## [BRIEF]
Reprint the whole of the data exactly.
☆ ☆ ☆
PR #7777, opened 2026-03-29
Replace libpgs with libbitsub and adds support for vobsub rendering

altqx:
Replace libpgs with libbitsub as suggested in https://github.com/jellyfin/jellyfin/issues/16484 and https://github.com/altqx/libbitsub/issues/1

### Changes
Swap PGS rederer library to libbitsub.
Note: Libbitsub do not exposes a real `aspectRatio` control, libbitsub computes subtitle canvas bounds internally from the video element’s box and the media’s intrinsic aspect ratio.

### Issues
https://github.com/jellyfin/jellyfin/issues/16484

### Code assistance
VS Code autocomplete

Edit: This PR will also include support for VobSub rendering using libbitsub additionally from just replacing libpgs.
☆ ☆ ☆
## [RESPONSE FOR THIS EXERCISE]
PR #7777, opened 2026-03-29
Replace libpgs with libbitsub and adds support for vobsub rendering

altqx:
Replace libpgs with libbitsub as suggested in https://github.com/jellyfin/jellyfin/issues/16484 and https://github.com/altqx/libbitsub/issues/1

### Changes
Swap PGS rederer library to libbitsub.
Note: Libbitsub do not exposes a real `aspectRatio` control, libbitsub computes subtitle canvas bounds internally from the video element’s box and the media’s intrinsic aspect ratio.

### Issues
https://github.com/jellyfin/jellyfin/issues/16484

### Code assistance
VS Code autocomplete

Edit: This PR will also include support for VobSub rendering using libbitsub additionally from just replacing libpgs.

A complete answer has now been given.